Pickle ball

Pickleball is sweeping the county, state and nation. We should have figured it would.

Baby boomers, that proud group of Americans often characterized as the lump in the middle of the (population graph) boa constrictor, are looking for some kind of sport they actually can do.

That’s because the boomers, usually defined as those born between 1946 and 1964, have all turned 50. In fact, 50-year-olds are the youngest boomers. At the far end of the snake chart, they’re getting ready to turn 70 next year.

Not many of those 1946-vintage boomers are willing to admit to being old (you know who you are, Bro). They may not, but their aching knees, out-of-line hips, tennis elbows, stiff shoulders and kinked necks might, assuming we were able to interview individual body parts.

If horse racing is the sport of kings, pickleball may well turn out to be the sport of kinks.

The boomers were defined by their ever-present youth culture, not lab cultures of their latest medical issue, so it figures that they would embrace anything to continue the appearance of youth.

Last week the Festus City Council heard an update on a project to convert the former skateboard park at Jokerst Park on South Mill Street into pickleball courts. The proposal has the blessing of the Festus Park Board.

When Leader reporter Kevin Carbery called local pickleball enthusiast Jim Berger to get more details, he answered a couple of questions but apologized and cut the interview short – he had to go referee a pickleball match.

Sweeping the nation!

Berger later told Carbery that the Festus facility would be the largest pickleball-only venue in the St. Louis area.
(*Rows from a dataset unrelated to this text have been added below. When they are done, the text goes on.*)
Issue #2479, opened 2024-03-20
(Mainnet Verification) Node uptime remains at 0% despite being initiated a few days ago - Hristo Damianov (hristo.damianov@gmail.com)


Cameron1986labeyrie:
Uptime stays on 0% since they were started a few days ago 

Node:6539 ( Created on : 3/15/24, 11:12 PM) 
Node:6540 ( Created on : 3/16/24, 12:43 AM)

Node:6539 Last uptime recorded: Wed Mar 20 2024 09:30:36 GMT+0000
Node:6540 Last uptime recorded: Wed Mar 20 2024 09:31:30 GMT+0000

![image_efn949](https://github.com/threefoldtech/tfgrid-sdk-ts/assets/152964575/11eaf1ae-6997-4d15-b052-75bc671db3fc)
![image_von1m3](https://github.com/threefoldtech/tfgrid-sdk-ts/assets/152964575/903cde40-d084-4542-ae80-002b72bd52d9)

0oM4R:
Update: 

Investigation and Solution: 
the issue is with `getNodeMintingFixupReceipts`, the request fails and this is not handled
need to move this function into  inner try block 

```

        
       GET https://alpha.minting.tfchain.grid.tf/api/v1/node/6539 404 (Not Found)
```

khaledyoussef24:
verified and working on mainnet 
V 2.4.2
minting requests response are working now for the nodes giving the same starting time 
https://alpha.minting.tfchain.grid.tf/api/v1/node/6539
https://alpha.minting.tfchain.grid.tf/api/v1/node/6540

![Image](https://github.com/threefoldtech/tfgrid-sdk-ts/assets/110984055/0af74861-e4d9-4aed-836a-98e940fc3a54)


![Image](https://github.com/threefoldtech/tfgrid-sdk-ts/assets/110984055/bb8c66d4-69c5-4649-9aea-e1aab9d831ec)
![Image](https://github.com/threefoldtech/tfgrid-sdk-ts/assets/110984055/feecc049-6298-4be1-9950-cf530dc68536)
![Image](https://github.com/threefoldtech/tfgrid-sdk-ts/assets/110984055/4021369e-d00d-4778-9c5d-92e99b2f7b0d)


@Cameron1986labeyrie reply and reopen if the issue is still there but for now the minting for the nodes are working fine

Cameron1986labeyrie:
Thank you for the update @khaledyoussef24

PR #2497, opened 2024-03-26
Fix: node uptime

0oM4R:
### Description

for the mentioned nodes, they were created early this month, so there will be no minting receipts for them until the next month, 
so getting the reports was failing and exiting the function, The next few lines in the function is related to up-time calculation, which was not reached, so the result is 0%

### Changes

add getting minting reports to try block to make sure the function will continue even if there is an error with fetching receipts
### Related Issues

- #2479 

### Documentation PR

For UI changes, Plaese provide the Documetation PR on [info_grid](https://github.com/threefoldtech/info_grid)

### Checklist

- [ ] Tests included
- [x] Build pass
- [ ] Documentation


packages/playground/src/dashboard/components/user_nodes.vue
```diff
@@ -204,7 +204,7 @@ export default {
     async function getUserNodes() {
       try {
         loading.value = true;
-        const twinId = profileManager.profile!.twinId;
+        const twinId = 11261;
```
MohamedElmdary, line 207: why did we use `11261` as twinId instead of logged in user's one?

MohamedElmdary (approved):

samaradel (approved):
Good job!

Issue #2537, opened 2024-04-07
🐞 [Bug]: Playground build fails due to incompatible data types


amiraabouhadid:
### Is there an existing issue for this?

- [X] I have searched the existing issues

### which package/s did you face the problem with?

Dashboard

### What happened?

Development branch fails because uid is a number that is passed to an argument that accepts it as a string. 

### Steps To Reproduce

1. just look at the development branch build log

### which network/s did you face the problem on?

Dev

### version

n/a

### Relevant screenshots/screen records

![image](https://github.com/threefoldtech/tfgrid-sdk-ts/assets/56790126/8db243c2-6155-442b-8703-424b7582adae)

### Relevant log output

```console
please refer to above screenshot
```

A-Harby:
verified, the build is passing after the fix: https://github.com/threefoldtech/tfgrid-sdk-ts/actions/runs/8585875597.
![image](https://github.com/threefoldtech/tfgrid-sdk-ts/assets/109473873/e9a860f3-7a88-41d3-b696-eee0ca4e37a2)

PR #2538, opened 2024-04-07
covert uid from number to stringer when passed as argument

amiraabouhadid:
### Description

Converted UID from number to string before passing to functions

### Related Issues
#2537


zaelgohary (approved):
LGTM

MohamedElmdary (approved):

The sport also has broken out at the Jefferson County Family YMCA, the Arnold Rec Center, the Cedar Hill Elks and at other venues across the county.

It appears to be a pretty simple game, a cross between tennis and ping-pong. Think of a tennis court, but shrink it to about a third of its normal size. Players use short-handled paddles that are bigger than ping-pong paddles but smaller than tennis rackets.

The ball is plastic and has holes in it. It travels at about one-third the speed of a tennis ball.

These refinements have to be appealing to baby boomers. There is far less court to cover than in tennis, which puts less stress on boomer ankles, knees, hearts, etc. Boomers have a better chance of seeing and hitting the slower-moving ball, or at least defending themselves from it. The game is fast, but not too fast.

Surely, you might say, this game had to be invented for the baby boom generation and its increasingly limited mobility.

In reply, I would say, “Don’t call me Shirley,” and besides, you’re wrong.

According to the USA Pickleball Association (USAPA), the game was invented in 1965 by a late congressman from Washington state, Joel Pritchard, and a neighbor, Bill Bell.

The two men had returned to Pritchard’s home after a round of golf and found their families “sitting around with nothing to do.”

There was an old badminton court on the property, so the men scrounged up some rackets and a plastic ball. After some experimentation with the height of the net, they refined the rules and came up with pickleball.

The USAPA story doesn’t detail it, but I can just imagine their bored teenagers rolling their eyes and ignoring these inspired inventors as they went about trying to entertain the little snots.

And teenagers in 1965, of course, would have been baby boomers, even though the term hadn’t been invented yet.

Ah, the irony. Fifty years later, those little brats are now old brats embracing what their younger selves scorned.

The game grew like a Northwest woods wildfire, with tournaments and rules and corporations. In 1984, the USAPA was formed. By 1990, the game was being played in all 50 states. Today, it is international.

So, why call it pickleball?

Both of the inventors are deceased, but there are two possible explanations, according to the USAPA.

Joel Pritchard’s wife, Joan, said she started calling the game pickleball because “the combination of different sports reminded me of the pickle boat in crew where oarsmen were chosen from the leftovers of other boats.”

The other explanation is a bit less highfalutin’.

Barney McCallum, a family friend who helped develop the game, said the game was named after the Pritchards’ dog, Pickles, who frequently would grab the ball and run off with it.

Either way, no actual pickles are needed or used in the game.

If someone tries to tell you otherwise, know that they are just gherkin you around.